Replace any NA with 0.

# Convert all columns (except "CpG") to numeric and replace NAs with 0
merged_data <- merged_data %>%
  mutate(across(-CpG, as.numeric)) %>%  # Convert all except CpG to numeric
  mutate(across(-CpG, ~ replace_na(.x, 0)))  # Replace NA with 0 in numeric columns

Filter data sets

Only keep CpGs that have a non-zero value in all samples.

filtered_wgbs <- merged_data %>% filter(if_all(-CpG, ~ .x > 0))

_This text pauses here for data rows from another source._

PR #2164, opened 2023-01-17
#2163 Loading of RecordIdGeneration settings fixed for Std/Std&Conf -…

### LINKED ISSUE #2163: IDGenerationStrategy setting is ignored for Standardization
## Describe the bug
IDGenerationStrategy setting `enceladus.recordId.generation.strategy` with values `uuid`, `stableHashId`, `none` (with `uuid` being the default) is available in Enceladus and expected to be used for both Standardizaton and Conformance.

The default (`uuid`) works as expected.
However, attempting to set non-default value (e.g. `stableHashId`) seems to result for this setting to be only respected in the Conformance phase, while Standardization running with the default `uuid` setting (effectively ignoring the setting).

## To Reproduce
1. set `enceladus.recordId.generation.strategy='stableHashId` in config or via `-D`
2. run std & conf
3. watch UUIDs being generated instead of stableHashId (integer values) being present for Std phase
4. (note that std/conf do not overwrite existing `enceladus_record_id` column)

## Expected behavior
non-default `enceladus.recordId.generation.strategy` setting should be respected in both std & conf phases.

## Additional context
Regression of this behavior may have appeared when the `spark-data-standardization` library was extracted. Thus consider:
1. remove any leftover code duplication (`RecordIdGeneration`)
2. add tests preventing from such a regression in the future

dk1844:
This PR attempts to fix #2163 

 - Loading of `RecordIdGeneration` settings fixed for Std/Std&Conf (extracted to a single method in StandardizationExecution)
 - RecordIdGeneration from spark-data-standardization library reused, local copy removed.

@miroslavpojer please test

Closes #2163


benedeki (approved):
- [x] code reviewed
- [ ] pulled
- [ ] built
- [ ] run

Not just seems to fix the issue, but improves the code too.

Would only check if the id is not generated twice if _Standardization_ and _Conformance_ are run separately. 🤔

miroslavpojer:
- [ ] code reviewed
- [ ] pulled
- [ ] built
- [ ] run

Problem tested on Enceladus's Hermes test. (Where problem was observed.) No Unit or Integration tests exist for this topic.
Periodical run of Hermes tests is required.

miroslavpojer (approved):

miroslavpojer:
> * [x]  code reviewed
> * [ ]  pulled
> * [ ]  built
> * [ ]  run
> 
> Not just seems to fix the issue, but improves the code too.
> 
> Would only check if the id is not generated twice if _Standardization_ and _Conformance_ are run separately. 🤔

I did test were Standardization and Conformance are done as separated spark-submit calls.

Issue #2159, opened 2023-01-10
Add "Run number" into additional info of info file


benedeki:
## Background
More info into the `INFO_FILE`.

## Feature
Put the _Run number_ into the `INFO_FILE`, as shown on the picture bellow

## Example
![image](https://user-images.githubusercontent.com/14905969/211532388-4a3972e1-1dfe-4f51-b243-9a8b27205314.png)

PR #2171, opened 2023-02-06
#2159: adding Run Number into Standardization spark job

lsulak:
Draft for now, I need to test a few things first & think about whether it should be part of Common Job Execution or only in the standardization. 

**Update**: tests passed and it works as expected in the Menas UI & INFO file & Mongo DB.

--

I can see how the standardization and conformance are logically intertwined. The current implementation should generally work but there might be a case where Run Number is not present at all in the INFO file - if Conformation Job runs separately against dataset that has INFO file produced by Standardization Job that didn't produce the Run Number (because it is older than the one in this PR). 

Q: Should the Run Number represent any standardization or conformance or combined job that ran against a dataset? If yes, then the current implementation is too naive and I'll add some check into the conformation job - something like: if the Run Number is not present in INFO file, add it.


lsulak:
I also implemented the sorting of Additional Info data in Menas, it's now sorted by ascending order.

Before:

Screenshot 2023-02-13 at 11 18 38

After:

Screenshot 2023-02-13 at 11 18 42

benedeki (approved):
- [x] code reviewed
- [ ] pulled
- [ ] built
- [ ] run

benedeki:
> 
> Q: Should the Run Number represent any standardization or conformance or combined job that ran against a dataset? If yes, then the current implementation is too naive and I'll add some check into the conformation job - something like: if the Run Number is not present in INFO file, add it.

I think it's good as it is now. No need to complicate it further.

miroslavpojer (approved):
- [x] code review
- [ ] pulled
- [ ] builts
- [ ] test run

dk1844 (approved):
LGTM (just read the code)

PR #2174, opened 2023-02-16
"Accept Dataset without conformance rules #2162"

### LINKED ISSUE #2162: Accept Dataset without conformance rules
## Background
When Dataset definition is submitted to Rest-API, it fails if list of conformance rules is not defined.
For easier operation (and eventual phase out of Conformance), it would be natural that if the Conformance rules are not provided it's considered and empty list.

## Feature
If `Dataset` (from `za.co.absa.enceladus.model`) has not defined property `conformance` during deserialization, consider it an empty list. 

## Proposed Solution
Solution Ideas:
1. Setting the property's default value to be `List.empty` should suffice
2. Verify then with Rest-APIs that insert a new Dataset or edit an existing one.

TebaleloS:
Defined the default value to be an empty list for `conformance` rule property in the `Dataset`
Added the test case for Dataset to consider `conformance` rules to be an `empty list` when they are not provided.
Closes #2162


data-model/pom.xml
```diff
@@ -87,6 +87,14 @@
                     </args>
                 </configuration>
             </plugin>
+            <plugin>
```
benedeki, line 90: Is this plugin needed in `data-model`? Try rolling it back if the whole thing builds.

data-model/pom.xml
```diff
@@ -87,6 +87,14 @@
...
+                <groupId>org.apache.maven.plugins</groupId>
+                <artifactId>maven-compiler-plugin</artifactId>
+                <configuration>
+                    <source>8</source>
+                    <target>8</target>
+                </configuration>
```
benedeki, line 96: If **it is** needed then change it to:
```suggestion
                <version>${maven.compiler.plugin.version}</version>
                <configuration>
                    <source>${maven.compiler.source}</source>
                    <target>${maven.compiler.target}</target>
                </configuration>
```

menas/ui/npm-shrinkwrap.json
```diff
@@ -4,203 +4,288 @@
...
-      "version": "7.15.7",
-      "resolved": "https://registry.npmjs.org/@babel/helper-validator-identifier/-/helper-validator-identifier-7.15.7.tgz",
-      "integrity": "sha512-K4JvCtQqad9OY2+yTU8w+E82ywk/fe+ELNlt1G8z3bVGlZfn/hOcQQsUhGhW/N+tb3fxK800wLtKOE/aM0m72w==",
-      "dev": true
-    },
-    "@babel/highlight": {
-      "version": "7.14.5",
-      "resolved": "https://registry.npmjs.org/@babel/highlight/-/highlight-7.14.5.tgz",
-      "integrity": "sha512-qf9u2WFWVV0MppaL877j2dBtQIDgmidgjGk5VIMw3OadXvYaXn66U1BFlH2t4+t3i+8PhedppRv+i40ABzd+gg==",
+    "@ui5/cli": {
```
benedeki, line 7: I think it's an undesired artifact of build or merge. Please roll back,

menas/ui/package.json
```diff
@@ -9,7 +9,7 @@
     "@ui5/cli": "^2.8.1"
   },
   "config": {
-    "apiUrl": "${API_URL}",
+    "apiUrl": "http://localhost:8090/rest_api_war",
```
benedeki, line 12: Keep this change local, don't commit it please 😉

pom.xml
```diff
@@ -621,7 +621,7 @@
                         <configuration>
                             <!-- examples of class excluding -->
                             <!--
- excludes>
+                                excludes>
```
benedeki, line 624: Unnecessary change. Can stay, but if rolled back, even better. and best if new line remove too.

benedeki (changes requested):

menas/ui/package.json
TebaleloS: Okay, I actually forgot about that, will fix it

data-model/pom.xml
benedeki: * Was not rolled back (maybe it's needed, then add the comment) 😉 
* Please don't close a comment as `Resolved` when somebody else started it unless it's a _Suggestion_ you accepted

menas/ui/npm-shrinkwrap.json
benedeki: Still here.

benedeki (changes requested):

menas/ui/npm-shrinkwrap.json
TebaleloS: I think it came back after I rebased this branch from dev.

benedeki: _Rebase_ doesn't work that way. It keeps the changes you did. You need either to roll-back to a specific version of the file or easier just copy the old version's content and commit it. (The squash merge at the end will erase the fluctuation in the commit log)

Also, unless really needed, please refrain from _rebase_ once you presented your branch to others (= created a PR or cooperated with somebody on the branch). It avoids confusion and checkout issues.

data-model/src/main/scala/za/co/absa/enceladus/model/Dataset.scala
```diff
@@ -71,8 +71,7 @@ case class Dataset(name: String,
   def setSchemaVersion(newVersion: Int): Dataset = this.copy(schemaVersion = newVersion)
   def setHDFSPath(newPath: String): Dataset = this.copy(hdfsPath = newPath)
   def setHDFSPublishPath(newPublishPath: String): Dataset = this.copy(hdfsPublishPath = newPublishPath)
-  def setConformance(newConformance: Option[List[ConformanceRule]]): Dataset = this.copy(conformance = newConformance.getOrElse(Nil))
-  def setSchedule(newSchedule: Option[OozieSchedule]): Dataset = this.copy(schedule = newSchedule)
```
lsulak, line 75: (just a question for my own benefit)

I can see that you removed `setSchedule` method - okay, I can see that it's not used anywhere in the repo. However, what about the `schedule` attribute itself? I assume that for backward compatibility we want to keep it there - as well as `OozieSchedule` class and a few other usages across the codebase. If that's the case, can you just put a small comment above the attribute `schedule` about this?

What do you think, @benedeki?

lsulak (commented):
I didn't run the application on the localhost, but it looks good to me once these small comments will be resolved I will approve the PR.
- [x]  code reviewed
- [x]  pulled
- [x]  built
- [x]  ran tests

data-model/src/main/scala/za/co/absa/enceladus/model/Dataset.scala
benedeki: You are right @lsulak , the fields are kept in the model for compatibility (was planned to be removed with new data model).
Comment would be good. Please add it @TebaleloS

TebaleloS: Okay cool.

benedeki (commented):
- [x] code reviewed
- [ ] pulled
- [ ] built
- [ ] run

data-model/src/main/scala/za/co/absa/enceladus/model/Dataset.scala
```diff
@@ -49,7 +49,7 @@ case class Dataset(name: String,
                    userLocked: Option[String] = None,
                    conformance: List[ConformanceRule] = List.empty,
                    parent: Option[Reference] = None,
-                   schedule: Option[OozieSchedule] = None,
+                   schedule: Option[OozieSchedule] = None, //To be used for backward visioning compatibility
```
lsulak, line 52: visioning - typo?

benedeki (approved):

data-model/src/main/scala/za/co/absa/enceladus/model/Dataset.scala
TebaleloS: I have fixed it now.

lsulak (approved):
Didn't run it on localhost but I done everything else from the reviewer's perspective.

miroslavpojer (approved):
- [x] pulled
- [x] code review
- [x] built
- [x] test ran
- [x] manual API test done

# Ensure it's formatted as a data frame
filtered_wgbs <- as.data.frame(filtered_wgbs)
# Only keep the sample information in the column name. 
colnames(filtered_wgbs) <- gsub("^(.*?)_.*$", "\\1", colnames(filtered_wgbs))
# Set CpG IDs to rownames
rownames(filtered_wgbs) <- filtered_wgbs$CpG
filtered_wgbs <- filtered_wgbs %>% select(-CpG)

nrow(merged_data)
nrow(filtered_wgbs)
[1] 9111633
[1] 137292

We had 9111633 CpGs before filtering and have only 137292 after filtering.

write.csv(filtered_wgbs, "../output/05-Ptua-bismark-CG/filtered-WGBS-CpG-counts.csv")

Why such a descepancy across species in number of filtered CpG?